START Given records
PR #13366, opened 2020-05-06
[AppService] az webapp auth update: Add optional parameter to update runtime-version

mkarmark:
**Description**  
We want to offer support via the Azure CLI tool to update the runtime version of the App Service Authentication/Authorization module. This is done by exposing a runtime version parameter in the "webapp auth update" command, already offered through the Azure CLI tool.

---

### DIFF
--- a/src/azure-cli/azure/cli/command_modules/appservice/custom.py
+++ b/src/azure-cli/azure/cli/command_modules/appservice/custom.py
@@ -740,7 +740,17 @@ def update_auth_settings(cmd, resource_group_name, name, enabled=None, action=No
         auth_settings.unauthenticated_client_action = UnauthenticatedClientAction.allow_anonymous
     elif action:
         auth_settings.unauthenticated_client_action = UnauthenticatedClientAction.redirect_to_login_page
-        auth_settings.default_provider = AUTH_TYPES[action]
+        auth_settings.default_provider = AUTH_TYPES[action]    
+    # validate runtime version
+    from version_parser.version import Version
+    try:
+        if runtime_version is not None:
+            if runtime_version.startswith("~") and len(runtime_version) > 1:
+                Version(runtime_version[1:])
+            else:
+                Version(runtime_version)
+    except(Exception, SystemExit) as ex:
+        raise CLIError('Usage Error: --runtime-version set to invalid value')
 
     import inspect
     frame = inspect.currentframe()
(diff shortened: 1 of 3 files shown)


yonzhan:
add to S169

src/azure-cli/azure/cli/command_modules/appservice/custom.py
```diff
@@ -724,7 +724,7 @@ def get_auth_settings(cmd, resource_group_name, name, slot=None):
 
 
 def update_auth_settings(cmd, resource_group_name, name, enabled=None, action=None,  # pylint: disable=unused-argument
-                         client_id=None, token_store_enabled=None,  # pylint: disable=unused-argument
+                         client_id=None, token_store_enabled=None, runtime_version=None,  # pylint: disable=unused-argument
```
yungezz, line 727: will be param be passed to sdk call? didn't see it

qwordy: `runtime_version` is not used.

qwordy:
The PR title does not conform to the requirement.
https://github.com/Azure/azure-cli/tree/dev/doc/authoring_command_modules#format-pr-title

src/azure-cli/azure/cli/command_modules/appservice/custom.py
mkarmark: runtime_version will be set in lines 752-4

qwordy: I am still confused. I search "runtime_version" and can't find usage.

panchagnula:
@mkarmark can you add a test case for this - I am still confused how this is working? You might also need to update params.py and help for this new property.

mkarmark:
@panchagnula Added the test in the latest PR, but a lot of the work (i.e. params.py) for runtime version was already done, I am just connecting the final pieces in order to get cli support for pinning.

yonzhan:
add to S171

mkarmark:
@panchagnula, here is the expected behavior demonstrated with the runtime version listed in an invalid format
image

panchagnula:
> @panchagnula, here is the expected behavior demonstrated with the runtime version listed in an invalid format
> image

this means if we pass even an invalid format the API just sets the value? is this API going to handle this? if not should CLI validate the string & then pass it to API?

mkarmark:
> > @panchagnula, here is the expected behavior demonstrated with the runtime version listed in an invalid format
> > image
> 
> this means if we pass even an invalid format the API just sets the value? is this API going to handle this? if not should CLI validate the string & then pass it to API?

I pushed some changes that result in the following error message upon an invalid version:
image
END Given records
## Work order
What you return must match the data line for line.

## Solution to the exercise
PR #13366, opened 2020-05-06
[AppService] az webapp auth update: Add optional parameter to update runtime-version

mkarmark:
**Description**  
We want to offer support via the Azure CLI tool to update the runtime version of the App Service Authentication/Authorization module. This is done by exposing a runtime version parameter in the "webapp auth update" command, already offered through the Azure CLI tool.

---

### DIFF
--- a/src/azure-cli/azure/cli/command_modules/appservice/custom.py
+++ b/src/azure-cli/azure/cli/command_modules/appservice/custom.py
@@ -740,7 +740,17 @@ def update_auth_settings(cmd, resource_group_name, name, enabled=None, action=No
         auth_settings.unauthenticated_client_action = UnauthenticatedClientAction.allow_anonymous
     elif action:
         auth_settings.unauthenticated_client_action = UnauthenticatedClientAction.redirect_to_login_page
-        auth_settings.default_provider = AUTH_TYPES[action]
+        auth_settings.default_provider = AUTH_TYPES[action]    
+    # validate runtime version
+    from version_parser.version import Version
+    try:
+        if runtime_version is not None:
+            if runtime_version.startswith("~") and len(runtime_version) > 1:
+                Version(runtime_version[1:])
+            else:
+                Version(runtime_version)
+    except(Exception, SystemExit) as ex:
+        raise CLIError('Usage Error: --runtime-version set to invalid value')
 
     import inspect
     frame = inspect.currentframe()
(diff shortened: 1 of 3 files shown)


yonzhan:
add to S169

src/azure-cli/azure/cli/command_modules/appservice/custom.py
```diff
@@ -724,7 +724,7 @@ def get_auth_settings(cmd, resource_group_name, name, slot=None):
 
 
 def update_auth_settings(cmd, resource_group_name, name, enabled=None, action=None,  # pylint: disable=unused-argument
-                         client_id=None, token_store_enabled=None,  # pylint: disable=unused-argument
+                         client_id=None, token_store_enabled=None, runtime_version=None,  # pylint: disable=unused-argument
```
yungezz, line 727: will be param be passed to sdk call? didn't see it

qwordy: `runtime_version` is not used.

qwordy:
The PR title does not conform to the requirement.
https://github.com/Azure/azure-cli/tree/dev/doc/authoring_command_modules#format-pr-title

src/azure-cli/azure/cli/command_modules/appservice/custom.py
mkarmark: runtime_version will be set in lines 752-4

qwordy: I am still confused. I search "runtime_version" and can't find usage.

panchagnula:
@mkarmark can you add a test case for this - I am still confused how this is working? You might also need to update params.py and help for this new property.

mkarmark:
@panchagnula Added the test in the latest PR, but a lot of the work (i.e. params.py) for runtime version was already done, I am just connecting the final pieces in order to get cli support for pinning.

yonzhan:
add to S171

mkarmark:
@panchagnula, here is the expected behavior demonstrated with the runtime version listed in an invalid format
image

panchagnula:
> @panchagnula, here is the expected behavior demonstrated with the runtime version listed in an invalid format
> image

this means if we pass even an invalid format the API just sets the value? is this API going to handle this? if not should CLI validate the string & then pass it to API?

mkarmark:
> > @panchagnula, here is the expected behavior demonstrated with the runtime version listed in an invalid format
> > image
> 
> this means if we pass even an invalid format the API just sets the value? is this API going to handle this? if not should CLI validate the string & then pass it to API?

I pushed some changes that result in the following error message upon an invalid version:
image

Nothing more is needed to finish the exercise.